= 1929 in fine arts of the Soviet Union =

The year 1929 was marked by many events that left an imprint on the history of Soviet and Russian Fine Arts.

==Events==
- April 29 — The Third Exhibition of works by society «Circle of artists» («Круг художников») was opened in Russian museum in Leningrad. Exhibited 183 works of 36 authors. The participants were Alexei Pakhomov, Vecheslav Pakulin, Vladimir Malagis, Akexander Vedernikov, and other important Leningrad artists.
- May 19 — The fourth exhibition of the art association «The Four Arts» was opened in Moscow in the Moscow State University.
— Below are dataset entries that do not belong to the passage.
PR #625, opened 2018-03-16
Added clarfication around hide_credentials

aaronhmiller:
Caused an escalation with a prospect and we'd all benefit with some extra detail about the setting.


thibaultcha:
Other authentication plugins have such a property, I think we should update their reference as well or else this is inconsistent.

aaronhmiller:
Good point. I'll hunt them down and make similar edit suggestions.

thibaultcha:
Many of those have been taken car of by now, including this plugin. So closing this for now!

The participants were Lev Bruni, Aleksei Kravchenko, Pavel Kuznetsov, Vera Mukhina, Kuzma Petrov-Vodkin, Martiros Saryan, Vladimir Favorsky and other important Russian artists.
- The VIII Exhibition of works by artists of the «Society of Arkhip Kuindzhi» was opened in Leningrad in the Academy of Arts. Exhibited 476 works of painting and sculpture of 73 authors. The participants were Mikhail Avilov, Isaak Brodsky, Alexander Lubimov, Arcady Rylov, Ivan Stepashkin, and other important Russian realist artists.
==Births==

- February 6 — Boris Maluev (Борис Яковлевич Малуев), Soviet Russian painter (d. 1987).
- February 17 — Galina Smirnova (Галина Александровна Смирнова, Soviet Russian painter (d. 2015).

== Deaths ==
- March 2 — Nikolai Kuznetsov, Ukrainian painter and art professor at the St. Petersburg Imperial Academy of Arts (b.1850).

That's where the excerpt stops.